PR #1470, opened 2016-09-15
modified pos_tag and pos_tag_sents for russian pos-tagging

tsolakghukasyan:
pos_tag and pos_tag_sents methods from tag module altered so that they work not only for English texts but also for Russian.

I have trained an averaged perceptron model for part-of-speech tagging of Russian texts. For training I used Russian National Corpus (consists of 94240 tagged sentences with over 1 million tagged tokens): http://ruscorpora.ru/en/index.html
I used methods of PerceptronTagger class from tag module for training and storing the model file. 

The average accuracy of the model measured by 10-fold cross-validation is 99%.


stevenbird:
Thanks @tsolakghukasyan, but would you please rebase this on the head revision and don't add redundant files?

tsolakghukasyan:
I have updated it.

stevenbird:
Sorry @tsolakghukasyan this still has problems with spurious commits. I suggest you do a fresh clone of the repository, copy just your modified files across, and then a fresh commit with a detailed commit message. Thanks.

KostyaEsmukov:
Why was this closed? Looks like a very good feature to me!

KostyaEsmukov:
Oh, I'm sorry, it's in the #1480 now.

====

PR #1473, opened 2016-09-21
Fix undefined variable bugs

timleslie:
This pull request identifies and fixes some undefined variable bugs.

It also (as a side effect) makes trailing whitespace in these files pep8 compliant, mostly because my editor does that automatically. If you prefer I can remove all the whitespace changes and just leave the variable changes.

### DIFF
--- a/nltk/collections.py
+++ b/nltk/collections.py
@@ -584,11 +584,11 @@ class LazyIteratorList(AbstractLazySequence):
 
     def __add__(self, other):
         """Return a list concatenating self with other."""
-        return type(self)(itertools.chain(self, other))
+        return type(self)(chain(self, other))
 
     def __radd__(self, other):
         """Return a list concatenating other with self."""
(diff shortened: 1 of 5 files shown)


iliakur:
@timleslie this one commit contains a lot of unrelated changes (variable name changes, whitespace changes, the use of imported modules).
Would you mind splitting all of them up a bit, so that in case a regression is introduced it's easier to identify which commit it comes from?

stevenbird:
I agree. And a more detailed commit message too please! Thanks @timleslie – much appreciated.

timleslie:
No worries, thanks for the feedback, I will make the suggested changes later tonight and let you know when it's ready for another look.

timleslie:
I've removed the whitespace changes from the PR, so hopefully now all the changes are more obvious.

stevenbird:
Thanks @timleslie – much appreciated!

====

• What to do: Could you copy every line in the records that holds "tsolakghukasyan"?

• Answer space:
tsolakghukasyan:
Thanks @tsolakghukasyan, but would you please rebase this on the head revision and don't add redundant files?
tsolakghukasyan:
Sorry @tsolakghukasyan this still has problems with spurious commits. I suggest you do a fresh clone of the repository, copy just your modified files across, and then a fresh commit with a detailed commit message. Thanks.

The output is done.